OK, now let’s practically implement these points of super().

Check out the difference between program 1 and 2. Here, program 2 proofs our first statement of super() in Java.

Program 1

class Base
{
    int a = 100;
}

class Sup1 extends Base
{
    int a = 200;
    void Show()
    {
        System.out.println(a);
        System.out.println(a);
    }
    public static void main(String[] args)
    {
        new Sup1().Show();
    }
}

Output:

200
200

Now check out program 2 and try to figure out the main difference.

Program 2

class Base
{
    int a = 100;
}

class Sup2 extends Base
{
    int a = 200;
    void Show()
    {
        System.out.println(super.a);
        System.out.println(a);
    }
    public static void main(String[] args)
    {
        new Sup2().Show();
    }
}

Output:

100
200

In program 1, the output was only of the derived class.

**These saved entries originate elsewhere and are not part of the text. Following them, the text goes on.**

Issue #2215, opened 2016-03-21
Chunk hash are not consistent on different machines


chilicomputer:
When requiring shim for using process in browser, chunk hash variants on different machines.
In the module "lib/NodeSourcePlugin", "getPathToModule" method will return an absolute path of node shim. This will cause different results depending on the path where your project exits on different machines. And when webpack injects variable dependencies such as 'require(/path/to/node_modules/process/browser.js)', the expression used to initialize DependenciesBlockVariable is changed, Which makes the hash of chunk changed too !
Is this a bug ? Or feature ? It is so disturbing that same code but gets different hash.

sokra:
bug, it was solved at different places by using a relative path. Do you want to create a PR?

lcxfs1991:
can u guys elaborate more on this issue. like giving an example?

ggarek:
Is the bug still actual? 

I wanted to make a PR, started with reproducing the bug.
Created a test project, added process shim for browser, built the project. Then moved a copy around, built again. The hash is the same. Did i miss something?

```zsh
➜  webpack-hash-bug echo "$(cat src/index.js)"
require('./style.css');
const p = require('process');

document.write('hello, me bug?' + p.env);
➜  webpack-hash-bug echo "$(cat webpack.config.js)"
const path = require('path');

module.exports = {
  entry: './src/index',
  output: {
    path: path.join(__dirname, 'public/'),
    filename: 'app.js',
  },
  module: {
    loaders: [
      {
        test: /\.css$/,
        loader: 'style!css',
        include: path.join(__dirname, 'src/'),
      }
    ],
  },
};
➜  webpack-hash-bug webpack
Hash: c15da39bb2ea9d2572df
Version: webpack 1.13.0
Time: 599ms
 Asset     Size  Chunks             Chunk Names
app.js  13.9 kB       0  [emitted]  main
   [0] ./src/index.js 96 bytes {0} [built]
    + 5 hidden modules
➜  webpack-hash-bug cd ../ && mkdir -p __tmp/a/b/c/d && cp -rf webpack-hash-bug __tmp/a/b/c/d && cd $_/webpack-hash-bug && webpack
Hash: c15da39bb2ea9d2572df
Version: webpack 1.13.0
Time: 458ms
 Asset     Size  Chunks             Chunk Names
app.js  13.9 kB       0  [emitted]  main
   [0] ./src/index.js 96 bytes {0} [built]
    + 5 hidden modules
```

[...]

PR #3272, opened 2016-11-10
Change absolute path returned by getPathToModule() to relative path

zcfan:

Not sure how to proper test&document this change, help me improvement please if they are necessary for this PR.

- [x] Bugfix
- [ ] Feature
- [ ] Build related changes
- [ ] CI related changes

#2215

**What is the new behavior?**
Generated require calls is relative paths now.

- [ ] Yes
- [x] No

**Other information**:

### DIFF
--- a/lib/node/NodeSourcePlugin.js
+++ b/lib/node/NodeSourcePlugin.js
@@ -26,8 +26,12 @@ NodeSourcePlugin.prototype.apply = function(compiler) {
 		} else return module;
 	}
 
-	function getStringOfRelativePath(context, pathToModule) {
-		return JSON.stringify(path.relative(context, pathToModule).replace(/\\/g, '/'))
+	function buildExpression(context, pathToModule) {
+		var moduleJsPath = path.relative(context, pathToModule);
+		if(!/^[A-Z]:/i.test(moduleJsPath)) {
+			moduleJsPath = "./" + moduleJsPath.replace(/\\/g, "/");
+		}
+		return "require(" + JSON.stringify(moduleJsPath) + ")";
 	}
 
 	compiler.plugin("compilation", function(compilation, params) {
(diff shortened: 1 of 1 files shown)


Kovensky:
Looks like this broke module resolution 😕

If this code works, the only tests that should break are places that check output paths.

zcfan:
Thanks for reviewing, I'll checkout again closely.

lib/node/NodeSourcePlugin.js
```diff
@@ -37,33 +38,39 @@ NodeSourcePlugin.prototype.apply = function(compiler) {
 			if(localOptions.process) {
 				var processType = localOptions.process;
 				parser.plugin("expression process", function() {
-					return ModuleParserHelpers.addParsedVariable(this, "process", "require(" + JSON.stringify(getPathToModule("process", processType)) + ")");
+					return ModuleParserHelpers.addParsedVariable(this, "process", "require(" +
+					    JSON.stringify(path.relative(this.state.module.context, getPathToModule("process", processType))) + ")");
```
sokra: Could you extract your change into a function? And in this function change `\` to `/` for windows.

zcfan: Didn't noticed that, thank you for point it out. I'll work on it tonight.
BTW, should I keep other changes that cause test errors?
I can eliminate few of them by modifying dependent packages, but it seems that changing webpack codebase to fit these change is beyond my current ability. T_T

sokra: You need to prefix `./` to the relative path to fix the test errors.

sokra:
Could apply the same change to the following too?

* `expression Buffer`
* `expression setImmediate`
* `expression clearImmediate`

lib/node/NodeSourcePlugin.js
zcfan: Ok, I'm sure I can eliminate every test error by write the declaration of `Buffer`, `setImmediate`, `clearImmediate` before their usage in `webpack/node_modules/buffer/index.js` and `webpack/node_modules/timers-browserify/main.js`

sokra:
And it would be great to reduce the Code Duplication a bit...

lib/node/NodeSourcePlugin.js
```diff
@@ -24,6 +25,11 @@ NodeSourcePlugin.prototype.apply = function(compiler) {
 			return require.resolve("node-libs-browser/mock/empty");
 		} else return module;
 	}
+
+	function getStringOfRelativePath(context, pathToModule) {
+		return JSON.stringify(path.relative(context, pathToModule).replace(/\\/g, '/'))
```
sokra: prefix with `./` if:

* it's not already prefixed with `../`
* it's not an absolute path i. e. returned by `path.relative("C:\\a", "D:\\b")`

Here it's already done this way: https://github.com/webpack/webpack/blob/9c5c6df64f7c53f014be058fa18afde03fe6b77f/lib/NodeStuffPlugin.js#L114-L117

Maybe we could merge these code fragments into a common module.

zcfan:
@sokra Yes, but it could cause test errors I didn't find a good way to solve. I'm willing to take your advises. 
It's too late today, I'll continue this adventure tomorrow, :-)

sokra:
Thanks

zcfan:
@sokra Thank you for your patient :-)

It couldn't print the variable of neither the base class nor the parent class. But in program 2, we used super() with variable a while printing its output, and instead of printing the value of variable a of the derived class, it printed the value of variable a of the base class. So it proves that super() is used to call the immediate parent.

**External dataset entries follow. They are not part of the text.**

PR #3281, opened 2016-11-14
2.1.0-beta.26

sokra:


TheLarkInn:
So one thing I hadn't tested yet is: do we have error cases for the strict loader declaration

PR #3287, opened 2016-11-14
fix(schema): Remove `uniqueItems: true` from `noParse`

### LINKED ISSUE #3284: Schema Validation Fails for +1 noParse
Webpack 2 Beta 25 fails if more than one noParse RegEx is used:

```js
module.exports = {
    ... 
    module: {
        noParse: [
            /benchmark\/benchmark\.js/,
            /paralleljs\/lib\/parallel\.js/
        ]
    }
};
```

**Webpack version:**
2.x

OSX 10.12.1

**Current behavior:**
```
 - configuration.module.noParse should be one of these:
   [RegExp] | RegExp
   Don't parse files matching. It's matched against the full resolved request.
```

Validates without errors

**Remarks**
The validation does not fail if uniqueItems is removed from the validation schema. From my point it is questionable if unique items makes sense at all for regex expressions (regex literals are never equal anyway)

STRML:

- [x] Bugfix
- [ ] Feature
- [ ] Build related changes
- [ ] CI related changes

Schema validation of `noParse` breaks with multiple RegExps as of beta26.

**What is the new behavior?**

`noParse` validation no longer breaks.

- [ ] Yes
- [x] No

**Other information**:

Fixes #3284

Note: this should technically be possible to use, but
`uniqueItems` is broken in ajv; see
https://github.com/epoberezkin/ajv/issues/342

Regardless it is better to fix this bug, and there is technically
no reason why identical noParse RegExps are wrong, just superflous.

### DIFF
--- a/schemas/webpackOptionsSchema.json
+++ b/schemas/webpackOptionsSchema.json
@@ -144,8 +144,7 @@
                 "instanceof": "RegExp"
               },
               "minItems": 1,
-              "type": "array",
-              "uniqueItems": true
+              "type": "array"
             },
             {
               "instanceof": "RegExp"


sokra:
Thanks

sokra:
Could you also send a PR that adds a schema test for the bug? So we avoid regression.

https://github.com/webpack/webpack/blob/master/test/Validation.test.js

OK, now check out the difference between program 3 and program 4.

Program 3

class Base
{
    int a = 100;
    void Show()
    {
        System.out.println(a);
    }
}

class Sup3 extends Base
{
    int a = 200;
    void Show()
    {
        System.out.println(a);
    }
    public static void Main(String[] args)
    {
        new Sup3().Show();
    }
}

Output:

200

Here the output is 200. When we called Show(), the Show() function of the derived class was called. But what should we do if we want to call the Show() function of the parent class? Check out program 4 for the solution.

Program 4

class Base
{
    int a = 100;
    void Show()
    {
        System.out.println(a);
    }
}

class Sup4 extends Base
{
    int a = 200;
    void Show()
    {
        super.Show();
        System.out.println(a);
    }
    public static void Main(String[] args)
    {
        new Sup4().Show();
    }
}

Output:

100
200

Here we are getting two outputs, 100 and 200. When the Show() function of the derived class is invoked, it first calls the Show() function of the parent class, because inside the Show() function of the derived class, we called the Show() function of the parent class by putting the super keyword before the function name.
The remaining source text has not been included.